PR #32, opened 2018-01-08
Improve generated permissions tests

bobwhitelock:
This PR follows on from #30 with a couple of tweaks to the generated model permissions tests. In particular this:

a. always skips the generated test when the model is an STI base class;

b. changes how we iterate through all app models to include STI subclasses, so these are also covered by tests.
○ ○ ○ ○ ○
**Work task**
Reproduce the entries exactly as they appear.

**Result for this exercise**
PR #32, opened 2018-01-08
Improve generated permissions tests

bobwhitelock:
This PR follows on from #30 with a couple of tweaks to the generated model permissions tests. In particular this:

a. always skips the generated test when the model is an STI base class;

b. changes how we iterate through all app models to include STI subclasses, so these are also covered by tests.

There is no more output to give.